[Requirement] Report back the lines in this listing that carry the string "brackets".

------------------------------------------------------------------------

Issue #3436, opened 2025-04-20
Hub issues with [Series - Congo Bongo]


tomojira:
**Describe the bug**
I noticed [this hub](https://retroachievements.org/hub/6588) seems to have 2 unrelated(?) problems.
1. It's sorted at the very bottom of [Central - Series](https://retroachievements.org/hub/3). So maybe there is something wrong with the sorting title - however, unlike game pages, there doesn't seem to be a way to view the sorting title. Note that this hub used to be Series - Nightmare Creatures before it was recycled (it had a forum topic for that linked to it, but I removed it).
2. The [management page](https://retroachievements.org/manage/hubs/6588) claims that it's an orphaned hub. However, it is indeed in Central - Series.

**Expected behavior**
That error shouldn't appear, and the hub should be sorted properly in the list. Perhaps the sorting title should be viewable for hubs as well.

**Desktop (please complete the following information):**
 - OS: Windows 10
 - Browser: Firefox
 - Version: 137.0.2

wescopeland:
Hi @tomojira!

I think the problem is the hub name wasn't encased in square brackets. I've made this adjustment and I believe the problems are now fixed.

tomojira:
Ohhh! Well that was simple, sorry about that.

wescopeland:
No problem! It's a quirk of the legacy hubs system that is retained in Hubs 2.0, and it's a non-obvious trap. 

I'm keeping this issue open for now, as ideally the management app should wrap those titles with square brackets automatically if they're missing until we're in a position to remove this quirk.

PR #3437, opened 2025-04-20
fix(HubResource): warn when title isn't wrapped with square brackets

wescopeland:
Resolves https://github.com/RetroAchievements/RAWeb/issues/3436.

Screenshot 2025-04-20 at 7 45 03 AM

We'll get rid of these square brackets eventually, but for now, a warning is the 2nd best option. Having a hub that doesn't include the square brackets causes all kinds of bizarre side effects throughout the site.


app/Filament/Resources/HubResource.php
```diff
@@ -58,11 +59,21 @@ public static function infolist(Infolist $infolist): Infolist
...
+                                    return new HtmlString('<span style="color: #f59e0b;">Missing wrapping square brackets!</span>');
+                                }
+
+                                return null;
+                            }),
 
                         Infolists\Components\TextEntry::make('forumTopic.id')
                             ->label('Forum Topic ID')
-                            ->url(fn (?int $state) => route('forum-topic.show', ['topic' => $state]))
+                            ->url(fn (?int $state) => $state ? route('forum-topic.show', ['topic' => $state]) : null)
```
wescopeland, line 76: This fixes a crash related to the React forum topic cutover.

Jamiras (approved):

------------------------------------------------------------------------

[Your response]
I think the problem is the hub name wasn't encased in square brackets. I've made this adjustment and I believe the problems are now fixed.
I'm keeping this issue open for now, as ideally the management app should wrap those titles with square brackets automatically if they're missing until we're in a position to remove this quirk.
fix(HubResource): warn when title isn't wrapped with square brackets
We'll get rid of these square brackets eventually, but for now, a warning is the 2nd best option. Having a hub that doesn't include the square brackets causes all kinds of bizarre side effects throughout the site.
+                                    return new HtmlString('<span style="color: #f59e0b;">Missing wrapping square brackets!</span>');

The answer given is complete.